MICHEL MARTIN, HOST:
This is TELL ME MORE from NPR News. I'm Michel Martin. Later in the program we will speak with a man for whom art and politics were intertwined. South African musical great Hugh Masekela will be with us. He talks about his years in exile and how he stays creative after decades of performing. That's later.
But first, we are going to continue our conversation with former Congressman Asa Hutchinson. He recently co-chaired a study examining the treatment of U.S. detainees during the U.S. campaign against al-Qaida. He was also the director of an NRA-funded taskforce on school safety that recommended the hiring of more armed guards in schools, and I asked him where some of the evidence supporting those recommendations comes from.
ASA HUTCHINSON: You take it for what's it worth. The NRA did fund this taskforce, but the taskforce was composed of former Secret Service, former Homeland Security, current experts in school safety that did these assessments and made these recommendations. And so why is this a best practice? Because they reviewed schools. They saw the school environment and what was needed and made these recommendations.

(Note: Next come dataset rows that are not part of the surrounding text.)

PR #48709, opened 2026-08-10
[router] Make `history` property optional in tab state

Ubax:
# Why

In order to be able to create initial state without knowing the unmounted navigator types first, we need to make the all navigator specific properties optional. This PR changes `history` to be optional

# How

1. Change the type to `| undefined`
2. Add fallback to `?? []`
3. Rework the logic for when history is not present - no action is dispatched until then, so `state.history = state.routes`

# Test Plan

CI

# Checklist

## Accepted breaking changes

`history` becomes optional on `TabNavigationState` and `DrawerNavigationState`. Code that reads
`state.history` off these types must handle `undefined`.

### DIFF
--- a/packages/expo-router/CHANGELOG.md
+++ b/packages/expo-router/CHANGELOG.md
@@ -4,6 +4,7 @@
 
 ### 🛠 Breaking changes
 
+- Make `history` optional in `TabNavigationState` and `DrawerNavigationState` ([#48709](https://github.com/expo/expo/pull/48709) by [@Ubax](https://github.com/Ubax))
 - Make navigation state `type` optional for custom routers. ([#48757](https://github.com/expo/expo/pull/48757) by [@Ubax](https://github.com/Ubax))
 - Handle `PUSH` in tab and drawer routers instead of coercing it to `NAVIGATE`. Custom routers must now handle the `PUSH` action in `getStateForAction`. ([#48752](https://github.com/expo/expo/pull/48752) by [@Ubax](https://github.com/Ubax))
 - Remove the `initialParams` prop from Expo Router screens and `routeParamList` from custom router action options. ([#48756](https://github.com/expo/expo/pull/48756) by [@Ubax](https://github.com/Ubax))
--- a/packages/expo-router/src/react-navigation/routers/DrawerRouter.tsx
+++ b/packages/expo-router/src/react-navigation/routers/DrawerRouter.tsx
@@ -1,6 +1,7 @@
 import { nanoid } from 'nanoid/non-secure';
 
 import {
+  ensureStateHistory,
   type TabActionHelpers,
   TabActions,
   type TabActionType,
@@ -38,7 +39,7 @@ export type DrawerNavigationState<ParamList extends ParamListBase> = Omit<
   /**
    * List of previously visited route keys and drawer open status.
    */
-  history: ({ type: 'route'; key: string } | { type: 'drawer'; status: DrawerStatus })[];
+  history?: ({ type: 'route'; key: string } | { type: 'drawer'; status: DrawerStatus })[];
 };
 
 export type DrawerActionHelpers<ParamList extends ParamListBase> = TabActionHelpers<ParamList> & {
@@ -81,10 +82,21 @@ export function DrawerRouter({
   DrawerNavigationState<ParamListBase>,
   DrawerActionType | CommonNavigationAction
 > {
+  const { backBehavior = 'firstRoute', initialRouteName } = rest;
+
   const router = TabRouter(rest) as unknown as Router<
     DrawerNavigationState<ParamListBase>,
     TabActionType | CommonNavigationAction
   >;
+
+  // `ensureStateHistory` is typed for the tab state. The drawer state differs only by the extra
+  // drawer entries in `history`, which reconstruction never produces.
+  const ensureDrawerStateHistory = (state: DrawerNavigationState<ParamListBase>) =>
+    ensureStateHistory(
+      state as unknown as TabNavigationState<ParamListBase>,
+      backBehavior,
+      initialRouteName
+    ) as unknown as DrawerNavigationState<ParamListBase>;
 
   const isDrawerInHistory = (
     state: DrawerNavigationState<ParamListBase> | PartialState<DrawerNavigationState<ParamListBase>>
@@ -100,7 +112,7 @@ export function DrawerRouter({
     return {
       ...state,
       history: [
-        ...state.history,
+        ...(state.history ?? []),
         {
           type: 'drawer',
           status: defaultStatus === 'open' ? 'closed' : 'open',
@@ -118,7 +130,7 @@ export function DrawerRouter({
 
     return {
       ...state,
-      history: state.history.filter((it) => it.type !== 'drawer'),
+      history: (state.history ?? []).filter((it) => it.type !== 'drawer'),
     };
   };
 
@@ -194,7 +206,10 @@ export function DrawerRouter({
       return closeDrawer(result);
     },
 
-    getStateForAction(state, action, options) {
+    getStateForAction(inputState, action, options) {
+      // Restore route history before drawer actions can add drawer-only history.
+      const state = ensureDrawerStateHistory(inputState);
+
       switch (action.type) {
         case 'OPEN_DRAWER':
           return openDrawer(state);
--- a/packages/expo-router/src/react-navigation/routers/TabRouter.tsx
+++ b/packages/expo-router/src/react-navigation/routers/TabRouter.tsx
@@ -66,7 +66,7 @@ export type TabNavigationState<ParamList extends ParamListBase> = Omit<
   /**
    * List of previously visited route keys.
    */
-  history: { type: 'route'; key: string; params?: object | undefined }[];
+  history?: { type: 'route'; key: string; params?: object | undefined }[];
   /**
    * List of routes' key, which are supposed to be preloaded before navigating to.
    */
@@ -102,6 +102,9 @@ export type TabActionHelpers<ParamList extends ParamListBase> = {
       : never
   ): void;
 };
+
+type TabNavigationStateWithHistory = TabNavigationState<ParamListBase> &
+  Required<Pick<TabNavigationState<ParamListBase>, 'history'>>;
 
 const TYPE_ROUTE = 'route' as const;
 
@@ -155,7 +158,7 @@ const getRouteHistory = (
   index: number,
   backBehavior: BackBehavior,
   initialRouteName: string | undefined
-) => {
+): NonNullable<TabNavigationState<ParamListBase>['history']> => {
   if (routes.length === 0) {
     return [];
   }
@@ -205,8 +208,41 @@ const getRouteHistory = (
   return history;
 };
 
-const changeIndex = (
+export const ensureStateHistory = (
   state: TabNavigationState<ParamListBase>,
+  backBehavior: BackBehavior,
+  initialRouteName: string | undefined
+): TabNavigationStateWithHistory => {
+  if (state.history != null) {
+    // The null check narrows the optional property, but TypeScript doesn't narrow the object type.
+    return state as TabNavigationStateWithHistory;
+  }
+
+  const routes = orderRoutesByRouteNames(state.routes, state.routeNames);
+  const focusedRoute = state.routes[state.index];
+  const index = routes.findIndex((route) => route.key === focusedRoute?.key);
+
+  // `orderRoutesByRouteNames` drops undeclared routes, so the focused one can be missing from
+  // `routes`. Keep it in history anyway, so the current route is always the last entry.
+  const history =
+    index === -1
+      ? focusedRoute === undefined
+        ? []
+        : [{ type: TYPE_ROUTE, key: focusedRoute.key }]
+      : getRouteHistory(routes, index, backBehavior, initialRouteName);
+
+  if (backBehavior === 'fullHistory' && focusedRoute !== undefined) {
+    history[history.length - 1] = {
+      ...history[history.length - 1]!,
+      params: focusedRoute.params,
+    };
+  }
+
+  return { ...state, history };
+};
+
+const changeIndex = (
+  state: TabNavigationStateWithHistory,
   index: number,
   backBehavior: BackBehavior,
   initialRouteName: string | undefined
@@ -344,7 +380,8 @@ export function TabRouter({
       );
     },
 
-    getStateForRouteFocus(state, key) {
+    getStateForRouteFocus(inputState, key) {
+      const state = ensureStateHistory(inputState, backBehavior, initialRouteName);
       const index = state.routes.findIndex((r) => r.key === key);
 
       if (index === -1 || index === state.index) {
@@ -354,7 +391,9 @@ export function TabRouter({
       return changeIndex(state, index, backBehavior, initialRouteName);
     },
 
-    getStateForAction(state, action, { routeGetIdList }) {
+    getStateForAction(inputState, action, { routeGetIdList }) {
+      const state = ensureStateHistory(inputState, backBehavior, initialRouteName);
+
       if (action.target && action.target !== state.key) {
         return null;
       }
@@ -696,8 +735,8 @@ export function TabRouter({
 }
 
 function removeReplacedRouteFromHistory(
-  previousState: TabNavigationState<ParamListBase>,
-  nextState: TabNavigationState<ParamListBase>
+  previousState: TabNavigationStateWithHistory,
+  nextState: TabNavigationStateWithHistory
 ) {
   const replacedRouteKey = previousState.routes[previousState.index]?.key;
   const focusedRouteKey = nextState.routes[nextState.index]?.key;
--- a/packages/expo-router/src/react-navigation/routers/__tests__/DrawerRouter.test.tsx
+++ b/packages/expo-router/src/react-navigation/routers/__tests__/DrawerRouter.test.tsx
@@ -2,9 +2,11 @@ import { expect, jest, test } from '@jest/globals';
 
 import {
   CommonActions,
+  type DrawerActionType,
   DrawerActions,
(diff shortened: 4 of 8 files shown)


packages/expo-router/src/react-navigation/routers/DrawerRouter.tsx
```diff
@@ -38,7 +38,7 @@ export type DrawerNavigationState<ParamList extends ParamListBase> = Omit<
   /**
    * List of previously visited route keys and drawer open status.
    */
-  history: ({ type: 'route'; key: string } | { type: 'drawer'; status: DrawerStatus })[];
+  history?: ({ type: 'route'; key: string } | { type: 'drawer'; status: DrawerStatus })[];
```
jakub-agent, line 42: [🏗️ **design**] Making `history` optional here contradicts `getDrawerStatusFromState`, which still throws when `history == null`:

```ts
// src/react-navigation/drawer/utils/getDrawerStatusFromState.tsx:6
if (state.history == null) {
  throw new Error("Couldn't find the drawer status in the state object. ...");
}
```

`DrawerView.tsx:112` calls it on every render with the raw navigator state. That state is not always normalized: `TabRouter.getRehydratedState` returns `stale: false` states verbatim, and `useNavigationBuilder.isStateInitialized` (`useNavigationBuilder.tsx:369`) skips rehydration for them. So a hand-built `stale: false` drawer state without `history` — exactly what this PR's type change permits — reaches `DrawerView` and throws on first render.

The helper already has the right fallback one line below (`entry?.status ?? state.default ?? 'closed'`). Returning `state.default ?? 'closed'` instead of throwing would make the runtime match the new type.

packages/expo-router/src/react-navigation/routers/TabRouter.tsx
```diff
@@ -206,8 +209,35 @@ const getRouteHistory = (
   return history;
 };
 
-const changeIndex = (
+const ensureStateHistory = (
```
jakub-agent: [🏗️ **design**] `ensureStateHistory` runs at the action boundary only. `getRehydratedState` returns early for `stale: false` states without normalizing them, so consumers that read `state.history` off the rendered state still see `undefined`:

- `drawer/utils/getDrawerStatusFromState.tsx` — throws (see the other comment).
- `ui/TabRouter.tsx:50` — `!state.history?.some(...)` becomes `true`, so `JUMP_TO` clears the target route's nested state on what may not be a first visit.
- `utils/stack.ts:5` — falls through to `state.routes.length`, which is the tab count, not the back-stack depth.

Calling `ensureStateHistory` in the `stale === false` branch of `getRehydratedState` would fix all three at once and keep the invariant "state handed to the view always has `history`", so the optionality stays confined to the state a caller can hand in.

packages/expo-router/src/react-navigation/routers/DrawerRouter.tsx
```diff
@@ -195,6 +195,9 @@ export function DrawerRouter({
     },
 
     getStateForAction(state, action, options) {
+      // Restore route history before drawer actions can add drawer-only history.
+      state = router.getStateForRouteFocus(state, state.routes[state.index]?.key ?? '');
```
jakub-agent: [🏗️ **design**] Using `getStateForRouteFocus` as a normalization call is fragile. It is a no-op only because `TabRouter.getStateForRouteFocus` short-circuits when `index === state.index`; if that method ever grows behavior (drawer close, history dedup, focus events), every drawer action silently inherits it. The `?? ''` sentinel also relies on `''` never matching a route key.

Exporting `ensureStateHistory` from `TabRouter` and calling it directly would say what it means and drop the sentinel. It would also let the `OPEN_DRAWER` / `CLOSE_DRAWER` / `TOGGLE_DRAWER` branches keep the normalized state without routing through a focus method.

Minor: `TabRouter` renamed the parameter to `inputState` rather than reassigning; doing the same here would keep the two routers consistent.

packages/expo-router/src/react-navigation/routers/TabRouter.tsx
```diff
@@ -206,8 +209,35 @@ const getRouteHistory = (
...
+    // The null check narrows the optional property, but TypeScript doesn't narrow the object type.
+    return state as TabNavigationStateWithHistory;
+  }
+
+  const routes = orderRoutesByRouteNames(state.routes, state.routeNames);
+  const focusedKey = state.routes[state.index]?.key;
+  const index = routes.findIndex((route) => route.key === focusedKey);
+
+  const history =
+    index === -1 ? [] : getRouteHistory(routes, index, backBehavior, initialRouteName);
```
jakub-agent: [💡 suggestion] `orderRoutesByRouteNames` drops routes whose name is absent from `routeNames`, so `index` is `-1` whenever the focused route is undeclared, and history collapses to `[]`.

That empty array is not nullish, so `ensureStateHistory` never rebuilds it on later actions — the state stays back-less until a `ROUTE_NAMES_CHANGED` happens to repair it. This is reachable through the same door the PR opens: a hand-built `stale: false` state containing a route the layout does not declare.

Falling back to `[{ type: TYPE_ROUTE, key: focusedKey }]` when `focusedKey` exists but `index === -1` would keep the focused route in history and preserve the current-route invariant the rest of the router assumes.

packages/expo-router/src/react-navigation/routers/__tests__/DrawerRouter.test.tsx
```diff
@@ -36,6 +37,79 @@ test('gets initial state from route names and params with initialRouteName', ()
...
+  ],
+  [
+    DrawerActions.toggleDrawer(),
+    [
+      { type: 'route', key: 'bar' },
+      { type: 'drawer', status: 'open' },
+    ],
+  ],
+  [DrawerActions.closeDrawer(), [{ type: 'route', key: 'bar' }]],
+])('handles $type without history', (action, expectedHistory) => {
```
jakub-agent: [🐧 nit] `$property` interpolation does not apply to array tables. `jest-each` treats a table whose rows are all arrays as a printf table (`table/array.js`: `isTemplates` requires `!isTable(...)`), so all three cases report the literal name `handles $type without history` and are indistinguishable in the output.

Use `%s` with the action as the first column, or switch the table to objects (`{ action, expectedHistory }`) so `$action.type` resolves. The `handles $type` case added in `TabRouter.test.tsx` uses a 1-D object table, which is why `$type` resolves there.

packages/expo-router/src/react-navigation/routers/__tests__/DrawerRouter.test.tsx
```diff
@@ -36,6 +37,79 @@ test('gets initial state from route names and params with initialRouteName', ()
...
+    routeNames: ['bar'],
+    preloadedRouteKeys: [],
+    routes: [{ key: 'bar', name: 'bar' }],
+    default: 'closed',
+  };
+
+  expect(router.getStateForAction(state, action, options)?.history).toEqual(expectedHistory);
+});
+
+test('preserves reconstructed history after closing the drawer', () => {
```
jakub-agent, line 156: [💡 suggestion] Both drawer tests use the default `defaultStatus: 'closed'`, where an open drawer is encoded by the *presence* of a history entry. The `'open'` case inverts that — `openDrawer` removes the entry and `closeDrawer` adds one — so reconstruction interacts with it differently. A case with `DrawerRouter({ defaultStatus: 'open' })` and no `history` would cover that inversion.

Also worth a case: `backBehavior: 'none'` with absent history, since `getRouteHistory` falls through its switch for that value.

packages/expo-router/src/react-navigation/routers/DrawerRouter.tsx
```diff
@@ -118,7 +118,7 @@ export function DrawerRouter({
 
     return {
       ...state,
-      history: state.history.filter((it) => it.type !== 'drawer'),
+      history: (state.history ?? []).filter((it) => it.type !== 'drawer'),
```
jakub-agent, line 133: [🐧 nit] This `?? []` is unreachable: `isDrawerInHistory` returns `false` when `history` is nullish, so the guard above already returned. Plain `state.history.filter(...)` would need a non-null assertion, so the simplest cleanup is to drop the `?? []` and keep the early return as the narrowing point — or leave it and accept the redundancy. The one in `addDrawerToHistory` (line 103) *is* live, so they are not symmetric despite reading that way.

packages/expo-router/CHANGELOG.md
```diff
@@ -8,6 +8,7 @@
 - Remove the `initialParams` prop from Expo Router screens.
 - Remove the `initialRouteName` prop from Expo Router navigators.
 - Handle `PUSH` in tab and drawer routers instead of coercing it to `NAVIGATE`.
+- Make `history` optional in `TabNavigationState` and `DrawerNavigationState`
```
jakub-agent: [🐧 nit] Missing the PR link and author attribution that every other entry in this section carries, and the trailing period. Per CONTRIBUTING:

```md
- Make `history` optional in `TabNavigationState` and `DrawerNavigationState`. ([#48709](https://github.com/expo/expo/pull/48709) by [@Ubax](https://github.com/Ubax))
```

jakub-agent (commented):

PR 3/3 in a stack (`@ubax/remove-push-to-navigate-modification` → #48757 → this PR). It makes `history` optional on `TabNavigationState` / `DrawerNavigationState` and rebuilds it lazily inside the routers.

The router-side work is sound. `ensureStateHistory` mirrors `changeIndex`'s ordering and `fullHistory` params handling, the early return keeps it cheap, and the new tests cover each `backBehavior` plus the drawer regression.

Main concern: **normalization only happens at the action boundary, so a `history`-less state can still reach the view layer.** `getRehydratedState` returns `stale: false` states verbatim, and `useNavigationBuilder.isStateInitialized` skips rehydration for them. `DrawerView` then calls `getDrawerStatusFromState(state)`, which throws when `history == null`. The type now says that state is legal; the render path says it is not.

Secondary points: the drawer normalizes by calling `getStateForRouteFocus` on the already-focused key, which works only because that method short-circuits; reconstruction silently yields `[]` when the focused route is not in `routeNames`; and one `test.each` title does not interpolate.

Also: the PR description is the unfilled template. For a breaking change in a stack, a short Why / How / Test Plan would help reviewers.

packages/expo-router/src/react-navigation/routers/DrawerRouter.tsx
Ubax: Remove the error and fallback to `[]` similar to https://github.com/expo/expo/pull/48750

packages/expo-router/src/react-navigation/routers/TabRouter.tsx
Ubax: > ui/TabRouter.tsx:50 — !state.history?.some(...) becomes true, so JUMP_TO clears the target route's nested state on what may not be a first visit.

Add one more check `state.routes....`. Also leave a TODO to look into this later

> utils/stack.ts:5 — falls through to state.routes.length, which is the tab count, not the back-stack depth.

This is ok. If there was no action then history.length === state.routes.length (only the focused one is loaded)

packages/expo-router/src/react-navigation/routers/DrawerRouter.tsx
Ubax: > Exporting ensureStateHistory from TabRouter and calling it directly would say what it means and drop the sentinel. It would also let the OPEN_DRAWER / CLOSE_DRAWER / TOGGLE_DRAWER branches keep the normalized state without routing through a focus method.

Do it

> Minor: TabRouter renamed the parameter to inputState rather than reassigning; doing the same here would keep the two routers consistent.

Do it

packages/expo-router/src/react-navigation/routers/__tests__/DrawerRouter.test.tsx
Ubax: Do it

packages/expo-router/src/react-navigation/routers/__tests__/DrawerRouter.test.tsx
Ubax: Addd

packages/expo-router/src/react-navigation/routers/TabRouter.tsx
```diff
@@ -66,7 +66,7 @@ export type TabNavigationState<ParamList extends ParamListBase> = Omit<
   /**
    * List of previously visited route keys.
    */
-  history: { type: 'route'; key: string; params?: object | undefined }[];
+  history?: { type: 'route'; key: string; params?: object | undefined }[];
```
jakub-agent, line 69: [💡 suggestion] `getHistoryLength` in `utils/stack.ts` is the third `history` consumer from the last review, and the one still reading a possibly un-normalized state:

```ts
if (state.history) return state.history.length;
if (state.type === 'stack') { ... }
return state.routes.length;   // now reachable for tab/drawer
```

That last line used to be dead for tab and drawer states, because `history` was required. It is live now, and `routes.length` is the tab count, not the back-stack depth.

`useLinking` uses the value as a delta between two consecutive states of the same navigator (`useLinking.ts:428`). A tab state handed in without `history` reports `routes.length`; the first action normalizes it to the reconstructed length, so with three tabs and `backBehavior: 'firstRoute'` the delta is `1 - 3 = -2`. `historyDelta < 0` drives `history.go()` backwards, so the browser history moves when nothing was popped.

Not reachable through the routers themselves — every state they return has `history`. It needs a hand-built `stale: false` state to be the rendered state on web, which is the case the type change now permits. Returning `1` for a tab/drawer state with no history would match what reconstruction produces for the non-visit behaviors.

packages/expo-router/src/ui/TabRouter.tsx
```diff
@@ -46,8 +46,11 @@ export function ExpoTabRouter(options: ExpoTabRouterOptions) {
         return rnTabRouter.getStateForAction(state, action, routerConfigOptions);
       }
 
-      // We should reset if this is the first time visiting the route
-      let shouldReset = !state.history?.some((item) => item.key === route?.key) && !route.state;
+      // We should reset if this is the first time visiting the route.
+      let shouldReset =
+        !(state.history == null ? state.routes : state.history).some(
```
jakub-agent, line 51: [💡 suggestion] The fallback branch is unconditionally `true`: `route` came from `state.routes.find(...)` a few lines up, so `state.routes.some((item) => item.key === route.key)` always matches. `shouldReset` is therefore always `false` when `history` is absent — which is the intended behavior, but the union-array `.some` hides it, and it typechecks only because `Route` and the history item both happen to have `key`.

Saying it directly reads better and drops the incidental structural overlap:

```ts
// A route already in `state.routes` was reached before, so an absent history is not a first visit.
let shouldReset =
  state.history != null && !state.history.some((item) => item.key === route.key) && !route.state;
```

packages/expo-router/src/react-navigation/routers/DrawerRouter.tsx
```diff
@@ -81,11 +82,22 @@ export function DrawerRouter({
   DrawerNavigationState<ParamListBase>,
   DrawerActionType | CommonNavigationAction
 > {
+  const { backBehavior = 'firstRoute', initialRouteName } = rest;
```
jakub-agent, line 85: [🐧 nit] This restates `TabRouter`'s own default for `backBehavior`. If that default ever changes, the drawer would reconstruct history under one behavior while the router it wraps navigates under another — a quiet divergence, since both still typecheck and most `backBehavior` values produce a plausible-looking history.

Hoisting the default to a shared constant next to the `BackBehavior` type, and using it in both signatures, would keep them tied together.

jakub-agent (approved):

**Review 2** (`33b87598`, force-pushed). All three design findings from the previous review are resolved:

- `getDrawerStatusFromState` no longer throws on an absent `history` — it falls back to `state.default ?? 'closed'`, with a new test file covering both `defaultStatus` values and a history with no drawer entry. This removes the render-path crash.
- `ensureStateHistory` is exported and `DrawerRouter` calls it directly through `ensureDrawerStateHistory`, replacing the `getStateForRouteFocus(state, focusedKey ?? '')` indirection. The cast is documented.
- Reconstruction now keeps an undeclared focused route in history instead of collapsing to `[]`, and preserves its params under `backBehavior: 'fullHistory'`. Both paths have tests.

The `test.each` tables are object tables now, so `$action.type` resolves. Coverage grew to include `defaultStatus: 'open'` and `backBehavior: 'none'`. The description is filled in and the changelog entry is attributed.

I verified locally at `33b87598`, in a worktree:

- `jest` on the three touched test files — **480 passed, 0 failed**.
- Full `expo-router` suite — **5058 passed, 3 failed**. The 3 failures are `native-tabs/__rsc_tests__/tabs.test.tsx` snapshots that embed a repo-relative asset path; they fail because of my worktree location, not this PR.
- `tsc -b tsconfig.all.json` — 31 errors, all from three modules missing in my linked `node_modules` (`react-native-tab-view`, `react-native-pager-view`, `expo/internal/bundle-origin`). No errors in any file this PR touches.

I also checked that `ensureStateHistory` does not reach the public surface: `src/react-navigation/routers/index.tsx` re-exports by name, not `export *`.

**Approving.** Three non-blocking notes below: `getHistoryLength` is the one `history` consumer still reading an un-normalized state, an expression in the headless tabs router that is clearer written plainly, and a duplicated `backBehavior` default.

Two small mismatches with the description, neither worth an inline comment: it says a TODO was left in the headless tabs router to detect a first visit without reading `history`, but no such TODO is in the diff (the only one there is the pre-existing `TODO(@ubax)` about nested trigger href support); and the changelog entry is still missing the trailing period its neighbours carry.

packages/expo-router/src/react-navigation/routers/TabRouter.tsx
Ubax: This is not true. state.routes is the history for as long as no action is dispatched. Then when action is dispatched the history is added, so this check is correct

You know, for example, whether we want to or not, these schools are making decisions to protect those children. We want to give them the tools that they need.
MARTIN: One of the arguments, though, against this is that environments that have law enforcement personnel handling school safety sometimes are not trained in appropriate behavior for children. They don't understand child development, that that's not their expertise, so that they may not understand what's developmentally appropriate for a 12-year-old, for a 15-year-old, and that as a consequence a number of these schools are finding that more kids are being funneled into the criminal justice system and people are asking, is that better? Does that make us better?
HUTCHINSON: Well, that's a little bit of a side issue there.
MARTIN: Is it?
HUTCHINSON: The...
MARTIN: Is it?
HUTCHINSON: Yes, it is.
MARTIN: How is it a side issue when you consider that, in jurisdictions like Baltimore, you've got a third of the young people already under criminal - young men under criminal justice supervision?
HUTCHINSON: That's how you manage your school resource officers. It is a legitimate debate as to what their responsibilities are, but we're talking about armed personnel that protect children. If you don't want them carrying out school discipline - well, that should be their memorandum of understanding that they don't do that. If a school does not want them to engage in ordinary discipline matters, that should be set forth.
You say it's a sensitive environment. Absolutely. And so that's part of the training that they understand how to operate there. If you have a child that goes on an airplane, he's not afraid because there's an armed officer on the plane, a federal air marshal, because it's discreetly done. It's there for protection. They don't even know it. The children don't run away in fear. They feel comforted because they know and the parents know they'll be safe.
MARTIN: Finally, before we let you go, do I have it right that you have now announced your bid to run for governor of Arkansas? So frying pan, fire. You clearly have not lost your appetite for public service. Is there something that you learned by digging into these two issues that you'll carry forward that has kind of changed the way you think about something fundamental in the way you think you might approach public service if you should prevail?
HUTCHINSON: Well, the safe route is not to engage in controversial issues, but I've engaged in a number of them and I hope people see that - hey, this guy, even though he's a conservative, he works across the aisle. He works with people who don't think the same.
In our taskforce on detainee treatment, I work with incredible, incredible bright minds that don't think the same way I do, but we reach good conclusions and work together on this, and so I think it's a lesson in public service that we've got to find what brings us together and - rather than just what divides us, and I hope they see that in some of the things that I've done in public life.
MARTIN: Asa Hutchinson. He co-chaired the taskforce on detainee treatment at Guantanamo Bay and he also spoke with us about his work with the NRA-funded study on school safety. He was kind enough to join us from our Washington, D.C. studios.
Mr. Hutchinson, thank you so much for joining us.